I think that the OP needs to give it more time, but I think it's also important to remember that people are not mind readers. It's not fair to require certain responses from your partner, not communicate those requirements and then punish them for failing to read your mind.
Anonymous
OP,

Trust is the glue of marriage. Maybe she thought the client was a woman. How long has it been since she found out about the EA? Maybe you are not handling this appropriately, maybe you expect her to forgive you all too easily? Just asking. It kind of seems that way. Things like an EA can tank a marriage. A lie about in-laws can tank a marriage.

What do you want? Do you want out? Maybe you do, and she senses that.
Anonymous
Emotional affairs are affairs, period. Some people have a deeper connection in an emotional affair than a one night stand or purely physical affair, and your wife has every right to be upset.

Recovery from an affair take 3-5 years, and the burden to reconcile is 60% on the cheater's part, and 40% on the wounded spouses part.

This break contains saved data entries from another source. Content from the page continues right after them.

PR #1412, opened 2022-12-19
Add NetBSD support.

0-wiz-0:
Signed-off-by: Thomas Klausner <wiz@gatalith.at>


kzantow (approved):
Thanks for the contribution. Definitely seems to match the docs I can find on this:

> As an example, the build tag found at the top of a source file
> 
> `// +build darwin freebsd netbsd openbsd`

http://www.survivinginfidelity.com/articles.asp

I posted a link to a great source, the Healing Library, from a great website that you can use to heal your marriage.

Specifically:
http://www.survivinginfidelity.com/healing_library/reconciliation/what-every-wayward-spouse-needs-to-know.asp

What Every Ws- wayward Spouse- needs to know


http://www.survivinginfidelity.com/healing_library/reconciliation/reconcile_musts.asp

What you must do to reconcile

etc

This is a great place to get info to heal your marriage.

If you cannot commit to the 3-5 year time frame, be totally honest with your spouse, and be ready to do 60% (at least) of the work, AND BE PATIENT while your spouse recovers from your cheating and betrayal, you should be honest with your spouse and divorce.


Anonymous
Also, if you wish to know more, google Linda J. MacDonald and how to help your spouse recover from your affair. You can download a word doc of her work that many people consider to be the gold standard to rebuilding your marriage.

If you cannot do these things, give your wife the respect of ending your marriage.

She didn't betray you, she is the wounded party. Any resentment or anger you feel toward her for being upended is indeed your causing.

Inconvenient, isn't it?
Anonymous
Anonymous wrote:I think you need to give DW an ultimatum.


Yep. "I betrayed you, had an affair, and now your sadness is really harshing my mellow. I am allowed to betray you, and then snap my fingers, and you must stop being upset because I say so! It's DEPRESSING!"

Anonymous
Anonymous wrote:Emotional affairs happen all the time ........ not really a big deal. Even the definition of what constitutes an emotional affair can vary.

There was someone at work that I really related to and we used to share lots of fairly intimate information about our respective lives. There was nothing physical although there certainly was attraction for me. But once we moved jobs, the closeness gradually diminished. We are still in touch with each other but not as close by any means.


Emotional affairs aren't a big deal? Lol lulz let's see what you do when your SO plays fuk fuk games on you. It isn't a big deal when YOU are the betraying party- it sucks giant dong when you are getting betrayed.

Geesh, the justification of cheaters: "It isn't a big deal!"